───── Listed entries ─────
Issue #2074, opened 2023-08-22
Scitoken.conf


biozit:
Hi All,

   Using this config for scitokens, the Xrootd says the latest issuer is not listed:

`[Global]
audience = IceCube, NRP

[Issuer https://chtc.cs.wisc.edu/icecube]
issuer = https://chtc.cs.wisc.edu/icecube
base_path = /icecube
map_subject = False

[Issuer https://token.nationalresearchplatform.org/modis]
issuer = https://token.nationalresearchplatform.org/modis
base_path = /nrp/protected/sio/MODIS_Aqua_microphysics_images/
map_subject = False

[Issuer https://token.nationalresearchplatform.org/ucsdphysics]
issuer = https://token.nationalresearchplatform.org/ucsdphysics
base_path = /ucsd/physics
map_subject = False`

However, XrootD is ok with this:

`[Global]
audience = IceCube, NRP

[Issuer https://chtc.cs.wisc.edu/icecube]
issuer = https://chtc.cs.wisc.edu/icecube
base_path = /icecube
map_subject = False

[Issuer https://token.nationalresearchplatform.org/modis]
issuer = https://token.nationalresearchplatform.org/modis
base_path = /nrp/protected/sio/MODIS_Aqua_microphysics_images/
map_subject = False

[Issuer https://**token.nationalresearchplatform.ort**/ucsdphysics]
issuer = https://**token.nationalresearchplatform.ort**/ucsdphysics
base_path = /ucsd/physics
map_subject = False
`

abh3:
Hmm, which issues would be the latest? Can you turn on some debugging to 
see what xrootd (well actually the SciTokens plugin) thinks is going on?

biozit:
`stash-origin-auth]# xrootd -version
v5.5.5`

This is the case with 2 issuers:

`[root@node-1-5 stash-origin-auth]# cat scitokens.conf 
[Global]
audience = IceCube, NRP

[Issuer https://chtc.cs.wisc.edu/icecube]
issuer = https://chtc.cs.wisc.edu/icecube
base_path = /icecube
map_subject = False

[Issuer https://token.nationalresearchplatform.org/modis]
issuer = https://token.nationalresearchplatform.org/modis
base_path = /nrp/protected/sio/MODIS_Aqua_microphysics_images/
map_subject = False


[Issuer https://token.nationalresearchplatform.org/ucsdphysics]
issuer = https://token.nationalresearchplatform.org/ucsdphysics
[...]

PR #2079, opened 2023-08-31
Updating maximum header size and maximum line length for any line in …

biozit:
This update is to fix this issue: https://github.com/xrootd/xrootd/issues/2074


abh3 (approved):
This looks fine, though usually the line length is longer than the typical tokens it contains. Note that the original used a 4:1 ratio (50 chars for tokens in a 200 char line). So, a line length of 2K or even 4K would make more logical sense though I don't think it will be materially different the way it is now.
─────
Without dropping a single line, output the records above exactly.

Issue #2074, opened 2023-08-22
Scitoken.conf


biozit:
Hi All,

   Using this config for scitokens, the Xrootd says the latest issuer is not listed:

`[Global]
audience = IceCube, NRP

[Issuer https://chtc.cs.wisc.edu/icecube]
issuer = https://chtc.cs.wisc.edu/icecube
base_path = /icecube
map_subject = False

[Issuer https://token.nationalresearchplatform.org/modis]
issuer = https://token.nationalresearchplatform.org/modis
base_path = /nrp/protected/sio/MODIS_Aqua_microphysics_images/
map_subject = False

[Issuer https://token.nationalresearchplatform.org/ucsdphysics]
issuer = https://token.nationalresearchplatform.org/ucsdphysics
base_path = /ucsd/physics
map_subject = False`

However, XrootD is ok with this:

`[Global]
audience = IceCube, NRP

[Issuer https://chtc.cs.wisc.edu/icecube]
issuer = https://chtc.cs.wisc.edu/icecube
base_path = /icecube
map_subject = False

[Issuer https://token.nationalresearchplatform.org/modis]
issuer = https://token.nationalresearchplatform.org/modis
base_path = /nrp/protected/sio/MODIS_Aqua_microphysics_images/
map_subject = False

[Issuer https://**token.nationalresearchplatform.ort**/ucsdphysics]
issuer = https://**token.nationalresearchplatform.ort**/ucsdphysics
base_path = /ucsd/physics
map_subject = False
`

abh3:
Hmm, which issues would be the latest? Can you turn on some debugging to 
see what xrootd (well actually the SciTokens plugin) thinks is going on?

biozit:
`stash-origin-auth]# xrootd -version
v5.5.5`

This is the case with 2 issuers:

`[root@node-1-5 stash-origin-auth]# cat scitokens.conf 
[Global]
audience = IceCube, NRP

[Issuer https://chtc.cs.wisc.edu/icecube]
issuer = https://chtc.cs.wisc.edu/icecube
base_path = /icecube
map_subject = False

[Issuer https://token.nationalresearchplatform.org/modis]
issuer = https://token.nationalresearchplatform.org/modis
base_path = /nrp/protected/sio/MODIS_Aqua_microphysics_images/
map_subject = False


[Issuer https://token.nationalresearchplatform.org/ucsdphysics]
issuer = https://token.nationalresearchplatform.org/ucsdphysics
[...]

PR #2079, opened 2023-08-31
Updating maximum header size and maximum line length for any line in …

biozit:
This update is to fix this issue: https://github.com/xrootd/xrootd/issues/2074


abh3 (approved):
This looks fine, though usually the line length is longer than the typical tokens it contains. Note that the original used a 4:1 ratio (50 chars for tokens in a 200 char line). So, a line length of 2K or even 4K would make more logical sense though I don't think it will be materially different the way it is now.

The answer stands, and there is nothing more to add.